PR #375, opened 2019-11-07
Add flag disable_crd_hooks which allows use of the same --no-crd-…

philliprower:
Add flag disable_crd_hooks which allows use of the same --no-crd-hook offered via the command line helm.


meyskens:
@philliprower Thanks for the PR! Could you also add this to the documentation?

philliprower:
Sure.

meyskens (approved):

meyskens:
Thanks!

**EXERCISE OBJECTIVE**
Reproduce each line of the material exactly as given.

**TASK RESULT**
PR #375, opened 2019-11-07
Add flag disable_crd_hooks which allows use of the same --no-crd-…

philliprower:
Add flag disable_crd_hooks which allows use of the same --no-crd-hook offered via the command line helm.


meyskens:
@philliprower Thanks for the PR! Could you also add this to the documentation?

philliprower:
Sure.

meyskens (approved):

meyskens:
Thanks!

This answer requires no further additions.